Russula albidula is a species of fungus in the genus Russula. It is commonly known as the boring white russula or the whitish brittlegill. It produces a fairly small whitish mushroom with a highly acrid taste, which renders it inedible. It is found in the woods of eastern North America.

==Taxonomy==
The species was first described by the American mycologist Charles Horton Peck in 1898. Mycologist David Arora, describing the fruit bodies as "plain, unprepossessing, [and] profoundly forgettable", calls the species the "boring white Russula". Another common name is the "whitish brittlegill".

==Description==
The cap of the fruit body is convex to almost flat, 2.5 to 10 cm broad, with a white surface that becomes yellowish when dry. The cap surface is viscid when moist, and have a cuticle that can be peeled off. The gills are white, equal, sometimes forking next to the stipe, and have an adnate or slightly decurrent attachment to the stem. The stipe is white, smooth, 2.5 to 6 cm long and 0.8 to 2 cm wide. The flesh, which is fragile and white, has a very bitter taste. Specimens found in the field are typically dirty and dingy.

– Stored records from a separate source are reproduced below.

PR #2880, opened 2018-12-31
add Ecto.Query.reverse_order/1 to reverse query sort

bgentry:
Following [my proposal from today](https://groups.google.com/d/msgid/elixir-ecto/8402afe1-734c-429c-bb32-0d4ad84f4daf%40googlegroups.com), this PR adds a `reverse_order/1` function to `Ecto.Query`. This function reverses the order for each of the query's `order_bys`.

Most of this logic was already implemented in `last/2`, so I extracted that to a shared private function and used that from both places.

Let me know what changes I can make 😄:v:

### DIFF
--- a/lib/ecto/query.ex
+++ b/lib/ecto/query.ex
@@ -1852,8 +1852,10 @@ defmodule Ecto.Query do
   end
 
   @doc """
-  Reverses the ordering of the query, with ASC columns becoming DESC columns
-  (and vice-versa). If the query has no order_bys, this is a no-op.
+  Reverses the ordering of the query.
+  
+  ASC columns become DESC columns (and vice-versa). If the query
+  has no order_bys, this is a no-op.
 
   ## Examples
 
--- a/lib/ecto/query.ex
+++ b/lib/ecto/query.ex
@@ -1805,22 +1805,10 @@ defmodule Ecto.Query do
 
   def last(%Ecto.Query{} = query, nil) do
     query = %{query | limit: limit()}
-    update_in query.order_bys, fn
-      [] ->
-        [order_by_pk(query, :desc)]
-      order_bys ->
-        for %{expr: expr} = order_by <- order_bys do
-          %{order_by | expr:
-              Enum.map(expr, fn
-                {:desc, ast} -> {:asc, ast}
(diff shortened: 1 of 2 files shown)


lib/ecto/query.ex
```diff
@@ -1862,4 +1850,36 @@ defmodule Ecto.Query do
   def has_named_binding?(queryable, key) do
     has_named_binding?(Ecto.Queryable.to_query(queryable), key)
   end
+
+  @doc """
+  Reverses the ordering of the query.
```
josevalim: The first line of the doc should always be a short summary, so I amended it.

josevalim:

test/ecto/query_test.exs
```diff
@@ -715,4 +715,18 @@ defmodule Ecto.QueryTest do
...
+    test "reverses the order of a simple query" do
+      order_bys = [asc: :inserted_at, desc: :id]
+      reversed_order_bys = [desc: :inserted_at, asc: :id]
+      q = from(p in "posts")
+      assert reverse_order(order_by(q, ^order_bys)) == order_by(q, ^reversed_order_bys)
+    end
+
+    test "is a no-op on a query with no order" do
+      q = from(p in "posts")
+      assert reverse_order(q) == q
```
michalmuskala: I'm really not sure about this behaviour. It seems very weird to me that `Repo.all(query) == Repo.all(reverse(query))`. I wouldn't expect such a behaviour.

josevalim:
The counter argument to that is that list == reverse(list) for an empty
list too. :)
-- 


michalmuskala:
The result of the query is not empty, though. And we already have some similar behaviour in the `last` query modifier.

josevalim:
@michalmuskala oh, you are saying that we should reverse by primary key then? That is fine by me. So last becomes `reverse_order |> first` right?

michalmuskala:
Yeah, I think that would give less surprising results.

bgentry:
Well, that would make the code even more shared with `last` 🙂 can’t think of any scenarios where that would be problematic either.

josevalim:
Sweet, i pushed a change to master!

In deposit, the spores are pale yellow. Viewed microscopically, they are roughly spherical, thin-walled, and have dimensions of 6–7.5 by 7.5–10 μm. The surface of the spores is marked by broken reticulations.

===Edibility===
The highly acrid taste of Russula albidula is a deterrent to consumption, although it is not considered poisonous.

===Similar species===
Other Russula species that bear a resemblance to R. albidula include R. albella, R. albida, R. anomala, and R. subalbidula. It may also be confused with white waxycaps (genus Hygrophorus) or Tricholoma species.

==Distribution and ecology==
R.albidula is distributed in eastern North America. Its fruit bodies can be found growing solitary or grouped together on the ground in woods (both mixed and coniferous) or the edges of woods; specimens are often found near oak trees. The species has a penchant for appearing in poor soil like that found on roadsides and along trails.

Adults of the pleasing fungus beetle Tritoma angulata have been recorded from this mushroom, but it does not seem to be a regular food source for them.